Your answer must be every line of the data that contains "them".

Records from a dataset:
=== Begin Enclosure ===

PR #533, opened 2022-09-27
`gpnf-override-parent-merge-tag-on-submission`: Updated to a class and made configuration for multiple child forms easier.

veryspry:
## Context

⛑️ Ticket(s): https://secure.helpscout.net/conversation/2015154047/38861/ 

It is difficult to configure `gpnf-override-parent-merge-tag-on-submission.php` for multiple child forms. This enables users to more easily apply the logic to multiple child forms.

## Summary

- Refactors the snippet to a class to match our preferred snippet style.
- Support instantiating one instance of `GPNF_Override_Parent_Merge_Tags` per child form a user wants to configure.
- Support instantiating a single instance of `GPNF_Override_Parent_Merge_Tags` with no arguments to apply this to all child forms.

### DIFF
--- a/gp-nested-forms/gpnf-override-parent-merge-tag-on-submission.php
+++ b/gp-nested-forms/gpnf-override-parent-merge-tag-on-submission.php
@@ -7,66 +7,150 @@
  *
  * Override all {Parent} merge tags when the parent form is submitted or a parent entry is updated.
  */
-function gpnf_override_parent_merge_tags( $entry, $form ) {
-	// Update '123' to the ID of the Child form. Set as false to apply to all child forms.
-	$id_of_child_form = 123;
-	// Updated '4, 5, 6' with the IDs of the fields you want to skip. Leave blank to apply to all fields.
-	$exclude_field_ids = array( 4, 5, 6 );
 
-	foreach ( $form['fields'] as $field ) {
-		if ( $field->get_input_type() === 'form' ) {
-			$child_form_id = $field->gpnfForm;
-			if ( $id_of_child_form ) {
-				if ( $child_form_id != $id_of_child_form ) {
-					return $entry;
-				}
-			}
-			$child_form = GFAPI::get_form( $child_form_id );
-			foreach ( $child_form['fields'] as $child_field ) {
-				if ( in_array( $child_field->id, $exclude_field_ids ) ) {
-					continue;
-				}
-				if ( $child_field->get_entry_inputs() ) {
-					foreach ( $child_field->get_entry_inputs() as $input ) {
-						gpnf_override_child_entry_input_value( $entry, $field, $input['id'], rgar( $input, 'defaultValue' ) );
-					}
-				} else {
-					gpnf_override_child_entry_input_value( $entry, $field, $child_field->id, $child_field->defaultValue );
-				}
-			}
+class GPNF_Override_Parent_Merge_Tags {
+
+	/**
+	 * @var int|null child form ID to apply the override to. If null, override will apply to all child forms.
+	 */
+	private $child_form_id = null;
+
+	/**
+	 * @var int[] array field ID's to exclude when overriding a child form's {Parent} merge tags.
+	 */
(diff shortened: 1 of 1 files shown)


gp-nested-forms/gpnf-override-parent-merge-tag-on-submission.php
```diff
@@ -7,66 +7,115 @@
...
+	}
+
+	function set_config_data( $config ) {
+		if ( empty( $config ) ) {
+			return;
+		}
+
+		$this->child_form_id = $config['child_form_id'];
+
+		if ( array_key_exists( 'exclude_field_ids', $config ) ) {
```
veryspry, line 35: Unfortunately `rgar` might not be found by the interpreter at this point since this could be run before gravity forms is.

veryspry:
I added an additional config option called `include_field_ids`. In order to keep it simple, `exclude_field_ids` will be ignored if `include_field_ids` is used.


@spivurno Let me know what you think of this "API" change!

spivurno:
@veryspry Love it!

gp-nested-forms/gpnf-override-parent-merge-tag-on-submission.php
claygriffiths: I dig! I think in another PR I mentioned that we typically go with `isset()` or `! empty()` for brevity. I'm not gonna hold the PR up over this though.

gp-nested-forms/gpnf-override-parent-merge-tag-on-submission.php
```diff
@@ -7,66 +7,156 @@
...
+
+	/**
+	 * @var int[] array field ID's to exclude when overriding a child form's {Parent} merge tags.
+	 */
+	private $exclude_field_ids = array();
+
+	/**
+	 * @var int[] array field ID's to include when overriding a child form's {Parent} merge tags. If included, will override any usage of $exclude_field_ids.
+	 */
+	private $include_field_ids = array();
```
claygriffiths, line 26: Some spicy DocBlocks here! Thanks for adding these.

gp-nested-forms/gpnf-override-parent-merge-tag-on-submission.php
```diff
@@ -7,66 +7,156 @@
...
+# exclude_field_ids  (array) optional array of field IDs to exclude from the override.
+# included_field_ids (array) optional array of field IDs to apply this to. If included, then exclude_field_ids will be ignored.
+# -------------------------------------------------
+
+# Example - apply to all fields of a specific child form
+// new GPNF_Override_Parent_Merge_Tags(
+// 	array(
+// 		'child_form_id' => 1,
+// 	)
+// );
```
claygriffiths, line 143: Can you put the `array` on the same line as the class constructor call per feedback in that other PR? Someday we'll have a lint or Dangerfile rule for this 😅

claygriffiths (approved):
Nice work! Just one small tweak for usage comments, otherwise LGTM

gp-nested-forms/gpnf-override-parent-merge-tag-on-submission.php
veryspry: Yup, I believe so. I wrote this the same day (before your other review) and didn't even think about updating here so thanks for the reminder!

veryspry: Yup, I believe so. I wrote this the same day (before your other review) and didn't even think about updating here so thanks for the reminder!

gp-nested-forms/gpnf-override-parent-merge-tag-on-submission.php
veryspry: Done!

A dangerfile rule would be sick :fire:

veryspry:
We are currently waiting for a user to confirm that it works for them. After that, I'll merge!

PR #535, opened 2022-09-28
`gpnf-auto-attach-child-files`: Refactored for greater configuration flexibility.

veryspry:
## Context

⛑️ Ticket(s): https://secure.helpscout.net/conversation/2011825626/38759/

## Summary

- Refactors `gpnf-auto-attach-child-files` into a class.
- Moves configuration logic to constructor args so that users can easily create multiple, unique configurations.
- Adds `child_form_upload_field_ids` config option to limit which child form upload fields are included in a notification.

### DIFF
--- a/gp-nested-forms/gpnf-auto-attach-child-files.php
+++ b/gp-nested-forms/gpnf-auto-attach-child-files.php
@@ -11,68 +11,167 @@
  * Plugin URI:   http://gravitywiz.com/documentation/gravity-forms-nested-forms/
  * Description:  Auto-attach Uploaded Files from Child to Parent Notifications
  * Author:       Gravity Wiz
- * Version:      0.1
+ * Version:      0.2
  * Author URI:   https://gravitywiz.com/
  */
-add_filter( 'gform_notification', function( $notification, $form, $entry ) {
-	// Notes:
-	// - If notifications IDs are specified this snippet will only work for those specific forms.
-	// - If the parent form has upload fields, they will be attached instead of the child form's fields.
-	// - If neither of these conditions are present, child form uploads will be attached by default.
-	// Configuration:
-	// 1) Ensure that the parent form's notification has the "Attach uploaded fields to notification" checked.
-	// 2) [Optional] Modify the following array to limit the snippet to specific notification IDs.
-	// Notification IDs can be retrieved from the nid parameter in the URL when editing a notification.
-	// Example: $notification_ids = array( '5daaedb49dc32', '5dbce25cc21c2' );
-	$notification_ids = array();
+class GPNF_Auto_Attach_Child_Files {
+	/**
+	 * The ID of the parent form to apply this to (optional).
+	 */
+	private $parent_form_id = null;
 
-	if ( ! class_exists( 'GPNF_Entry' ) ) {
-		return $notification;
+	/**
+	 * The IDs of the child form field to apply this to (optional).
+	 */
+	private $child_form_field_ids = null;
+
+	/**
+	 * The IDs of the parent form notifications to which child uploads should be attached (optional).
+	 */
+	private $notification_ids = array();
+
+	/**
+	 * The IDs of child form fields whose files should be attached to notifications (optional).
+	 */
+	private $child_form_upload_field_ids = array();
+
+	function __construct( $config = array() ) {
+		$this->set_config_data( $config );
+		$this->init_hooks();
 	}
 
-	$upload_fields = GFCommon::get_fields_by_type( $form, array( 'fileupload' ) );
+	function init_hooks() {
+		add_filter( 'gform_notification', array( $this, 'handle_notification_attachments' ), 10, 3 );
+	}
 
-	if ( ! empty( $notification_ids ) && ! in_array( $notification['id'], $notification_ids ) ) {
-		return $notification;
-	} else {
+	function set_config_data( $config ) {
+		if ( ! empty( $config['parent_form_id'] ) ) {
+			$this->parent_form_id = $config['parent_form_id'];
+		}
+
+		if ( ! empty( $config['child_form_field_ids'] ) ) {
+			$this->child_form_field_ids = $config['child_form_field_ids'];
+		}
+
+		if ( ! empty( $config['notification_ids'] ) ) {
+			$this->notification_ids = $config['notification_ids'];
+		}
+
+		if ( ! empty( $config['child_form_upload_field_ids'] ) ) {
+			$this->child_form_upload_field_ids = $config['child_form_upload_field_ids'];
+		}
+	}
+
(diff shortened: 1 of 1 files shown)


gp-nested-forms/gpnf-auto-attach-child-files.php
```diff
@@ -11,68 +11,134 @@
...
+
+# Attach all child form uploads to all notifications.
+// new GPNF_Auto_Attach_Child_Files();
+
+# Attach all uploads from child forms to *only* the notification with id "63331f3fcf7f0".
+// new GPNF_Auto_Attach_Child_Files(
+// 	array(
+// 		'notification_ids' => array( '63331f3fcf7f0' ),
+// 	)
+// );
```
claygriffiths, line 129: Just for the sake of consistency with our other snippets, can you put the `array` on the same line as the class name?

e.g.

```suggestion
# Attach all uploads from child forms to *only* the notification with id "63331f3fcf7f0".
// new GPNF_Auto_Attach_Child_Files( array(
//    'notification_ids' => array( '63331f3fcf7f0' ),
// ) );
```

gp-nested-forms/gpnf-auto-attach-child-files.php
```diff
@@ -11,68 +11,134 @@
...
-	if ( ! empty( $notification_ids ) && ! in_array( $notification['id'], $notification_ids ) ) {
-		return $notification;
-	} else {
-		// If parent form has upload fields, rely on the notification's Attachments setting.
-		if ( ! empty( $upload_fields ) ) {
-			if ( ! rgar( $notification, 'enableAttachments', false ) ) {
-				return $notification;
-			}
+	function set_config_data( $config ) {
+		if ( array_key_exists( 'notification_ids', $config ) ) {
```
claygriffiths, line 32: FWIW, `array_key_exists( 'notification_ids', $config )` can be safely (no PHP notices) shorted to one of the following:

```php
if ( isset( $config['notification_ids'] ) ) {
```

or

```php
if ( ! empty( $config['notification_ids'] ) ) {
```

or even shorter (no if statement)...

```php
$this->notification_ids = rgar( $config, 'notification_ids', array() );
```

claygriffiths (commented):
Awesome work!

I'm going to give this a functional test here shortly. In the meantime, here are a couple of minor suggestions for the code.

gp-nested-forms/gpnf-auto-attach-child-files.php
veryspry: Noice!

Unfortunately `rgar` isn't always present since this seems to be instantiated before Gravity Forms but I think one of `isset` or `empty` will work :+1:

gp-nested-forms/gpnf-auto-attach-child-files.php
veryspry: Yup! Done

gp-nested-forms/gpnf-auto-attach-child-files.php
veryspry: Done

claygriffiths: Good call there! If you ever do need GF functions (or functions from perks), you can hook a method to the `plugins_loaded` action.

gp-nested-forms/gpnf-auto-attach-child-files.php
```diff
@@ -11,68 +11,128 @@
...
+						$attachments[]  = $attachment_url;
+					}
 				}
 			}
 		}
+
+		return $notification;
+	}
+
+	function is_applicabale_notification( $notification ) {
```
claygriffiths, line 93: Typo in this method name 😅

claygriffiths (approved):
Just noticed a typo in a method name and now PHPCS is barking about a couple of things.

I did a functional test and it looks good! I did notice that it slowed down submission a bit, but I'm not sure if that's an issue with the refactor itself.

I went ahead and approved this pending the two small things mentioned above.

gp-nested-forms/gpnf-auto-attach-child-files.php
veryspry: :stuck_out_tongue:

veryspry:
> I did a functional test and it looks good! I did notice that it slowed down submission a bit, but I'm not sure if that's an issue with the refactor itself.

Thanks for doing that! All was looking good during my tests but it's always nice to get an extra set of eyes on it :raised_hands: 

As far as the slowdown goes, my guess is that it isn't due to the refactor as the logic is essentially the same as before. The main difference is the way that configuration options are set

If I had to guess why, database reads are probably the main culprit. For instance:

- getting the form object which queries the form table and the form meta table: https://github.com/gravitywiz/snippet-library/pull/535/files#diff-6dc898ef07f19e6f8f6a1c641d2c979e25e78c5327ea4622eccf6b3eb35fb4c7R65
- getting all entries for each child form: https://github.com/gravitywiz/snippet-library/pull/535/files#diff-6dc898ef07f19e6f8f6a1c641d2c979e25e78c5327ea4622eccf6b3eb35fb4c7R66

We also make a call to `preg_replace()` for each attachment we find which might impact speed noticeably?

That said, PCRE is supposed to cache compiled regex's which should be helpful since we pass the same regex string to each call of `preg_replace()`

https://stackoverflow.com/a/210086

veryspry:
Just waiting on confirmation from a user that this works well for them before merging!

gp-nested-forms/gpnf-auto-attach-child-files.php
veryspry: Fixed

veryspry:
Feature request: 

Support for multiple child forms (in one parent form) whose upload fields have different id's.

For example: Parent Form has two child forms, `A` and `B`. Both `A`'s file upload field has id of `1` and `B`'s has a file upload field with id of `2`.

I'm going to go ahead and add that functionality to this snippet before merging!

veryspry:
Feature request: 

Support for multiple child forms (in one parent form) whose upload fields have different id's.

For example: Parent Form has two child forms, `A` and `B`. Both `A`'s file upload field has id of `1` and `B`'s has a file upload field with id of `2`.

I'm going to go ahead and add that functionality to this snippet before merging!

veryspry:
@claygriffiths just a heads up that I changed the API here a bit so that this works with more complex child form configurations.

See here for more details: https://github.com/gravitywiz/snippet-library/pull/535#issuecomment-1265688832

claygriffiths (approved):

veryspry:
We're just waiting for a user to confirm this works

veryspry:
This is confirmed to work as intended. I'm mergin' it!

=== End Enclosure ===

=== Answer to this exercise ===
We are currently waiting for a user to confirm that it works for them. After that, I'll merge!
Just waiting on confirmation from a user that this works well for them before merging!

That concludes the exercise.